Mechanisms of the interaction of the angular and linear components of the horizontal vestibulo-ocular reflex in the pigeon.

Intact pigeons (Columba livia, n = 30) were rotated in a horizontal plane in the dark at different orientations relative to the axis of rotation. A total of 24 birds showed different directions of changes in the duration of contrarotatory nystamus (on transition from central rotation to eccentric), along with displacement of the otolith membranes in both the frontal and sagittal planes. These pigeons showed a direct relationship between changes in the duration of the primary phase of nystagmus and the peak rate of the slow component on the background of increasing centrifugal force, while no such relationship was seen in conditions of decreasing centrifugal force. Increases in the duration of the primary phase were accompanied by decreases in the duration of the secondary phase (i.e., the reversive phase) and vice versa.
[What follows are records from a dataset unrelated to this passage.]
PR #148, opened 2019-08-27
Playground netlify header cache

reza-fs:
# Description

Please include a summary of the change and which issue is fixed. Please also include relevant motivation and context. List any dependencies that are required for this change.

Fixes # (issue)

## Type of change

-   [*] Dependency update (can be both non-breaking and breaking change)

### DIFF
--- a/gatsby-config.js
+++ b/gatsby-config.js
@@ -20,7 +20,6 @@ module.exports = {
         'gatsby-transformer-sharp',
         'gatsby-plugin-sharp',
         'gatsby-plugin-sitemap',
-        'gatsby-plugin-remove-serviceworker',
         {
             resolve: 'gatsby-plugin-manifest',
             options: {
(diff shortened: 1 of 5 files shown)


gatsby-config.js
```diff
@@ -20,7 +20,6 @@ module.exports = {
         'gatsby-transformer-sharp',
         'gatsby-plugin-sharp',
         'gatsby-plugin-sitemap',
-        'gatsby-plugin-remove-serviceworker',
```
oskar-binary: I think we still want to keep the empty service worker.

gatsby-config.js
```diff
@@ -93,5 +92,16 @@ module.exports = {
                 policy: [{ userAgent: '*', allow: '/' }],
             },
         },
+        {
+            resolve: `gatsby-plugin-netlify`,
+            options: {
+                headers: {
+                    '/page-data/*': [
+                        'cache-control: max-age=0,no-cache,no-store,must-revalidate',
```
oskar-binary: In the preview of this PR the `cache-control` seems to be as production? if it is the same why do we need this?

mustofa-binary: I think just `must-revalidate` should do to prevent cache invalidation, the cache is still needed for faster performance right? and limit max-age, probably like 1 week or 1 month

PR #155, opened 2019-08-29
Amam/enable translation

mustofa-binary:
# Description

Enable translation and add Content security policy

Changes:

-   enable translation

## Type of change

-   [ ] Bug fix
-   [x] New feature
-   [x] Breaking change
-   [ ] Dependency update


oskar-binary:
can you show the language dropdown for non-production also? + send the selected language to the socket connection in (socket_base)

mustofa-binary:
> can you show the language dropdown for non-production also? + send the selected language to the socket connection in (socket_base)

we dont have design for language dropdown yet, sure will send to socket base

src/common/utility.js
```diff
@@ -38,6 +38,10 @@ const getPropertyValue = (obj, k) => {
     return obj ? cloneObject(obj[keys[0]]) : undefined
 }
 const getLocationHash = () => (location.hash ? location.hash.substring(1) : '')
+
+const getLanguage = () =>
+    typeof localStorage !== 'undefined' ? localStorage.getItem('i18n') : null
```
oskar-binary: should return `en` as default I think if there is no `i18n` in localStorage

src/pages/ach.js
```diff
@@ -0,0 +1,5 @@
+import React from 'react'
```
oskar-binary: I don't think `ach` should be a separate page 🤔 I think it's enough to enable in-context translation if we change the current language but keep the base same as english `deriv.com` if that is possible

i18n-config.js
```diff
@@ -6,48 +6,48 @@ module.exports = {
...
+        path: 'it',
+        display_name: 'Italiano',
+    },
+    pl: {
+        path: 'pl',
+        display_name: 'Polish',
+    },
+    de: {
+        path: 'de',
+        display_name: 'Português',
```
oskar-binary: `de` should be German

oskar-binary:
deployment is failing

i18n-config.js
```diff
@@ -6,48 +6,56 @@ module.exports = {
         display_name: 'English',
     },
     // TODO: uncomment this when translations are ready
```
oskar-binary: we can remove this comment now also

src/components/localization/config.js
```diff
@@ -8,19 +8,20 @@ i18n.use(initReactI18next).init({
     // TODO: Optimize translation file loading with GraphQL
     // TODO: Enable this when translations are ready
```
oskar-binary: and these 2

These data provide evidence that the otolith component is not decreased to zero by rotation at constant angular rates or immediately after this stopped; in conditions of negative angular acceleration, this component was biphasic. The results are in good agreement with a hypothesis [2] suggesting that the otolith component represents asymmetric (different in paired brain structures) neuronal activity modifying the canal component even when the level of asymmetry is itself insufficient to initiate eye movements.